NAFDAC warns Nigerians as US recalls children’s ibuprofen over contamination concerns
The National Agency for Food and Drug Administration and Control (NAFDAC) has alerted healthcare providers, importers, distributors and caregivers to the recall of approximately 90,000 bottles of Children’s Ibuprofen Oral Suspension in the US due to contamination concerns.
The National Agency for Food and Drug Administration and Control (NAFDAC) has alerted healthcare providers, importers, distributors and caregivers to the recall of approximately 90,000 bottles of Children’s Ibuprofen Oral Suspension in the US due to contamination concerns.
In a public alert issued on Saturday, the agency said it received notification that the United States Food and Drug Administration had announced the recall following reports of foreign material in the product.

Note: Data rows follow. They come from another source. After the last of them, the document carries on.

PR #370, opened 2023-05-15
Use HashOfInputHashes from lib-common

gibizer:
So that we can remove our own implementation.

### DIFF
--- a/controllers/common.go
+++ b/controllers/common.go
@@ -266,19 +266,6 @@ func ensureConfigMap(
 	return hash, ctrl.Result{}, nil
 }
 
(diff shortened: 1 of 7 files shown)


mrKisaoLamb (commented):
lgtm! However, we may need to hold off on the merge until all repositories have switched to the main branch

gibizer:
The tempest job fails for unrelated reasons. Being fixed here https://review.opendev.org/c/openstack/openstack-tempest-skiplist/+/883237

mrKisaoLamb (approved):

PR #373, opened 2023-05-16
Controller manager label finalization

abays:
We now have a final form for operator controller-manager pod labeling of the format `openstack.org/operator-name: <operator name>` and are no longer relying on the inconsistent labels created by various `operator-sdk` versions.  All operators that lack this standardized pattern are being updated.


gibizer:

Tempest was green before so I would like to see what happens here. The last tempest failed in a way that suggest env issues.

gibizer (approved):
Looks good.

According to NAFDAC, the recall was initiated by Strides Pharma Inc. after consumers complained of a “gel-like mass” and “black particles” in the oral suspension.
Children’s Ibuprofen Oral Suspension, USP (100 mg/5 mL), is commonly used to relieve pain associated with the common cold, flu, sore throat, headache and toothache in children, and to reduce fever.
NAFDAC warned that the presence of foreign material in medicinal products could compromise their quality, safety and effectiveness.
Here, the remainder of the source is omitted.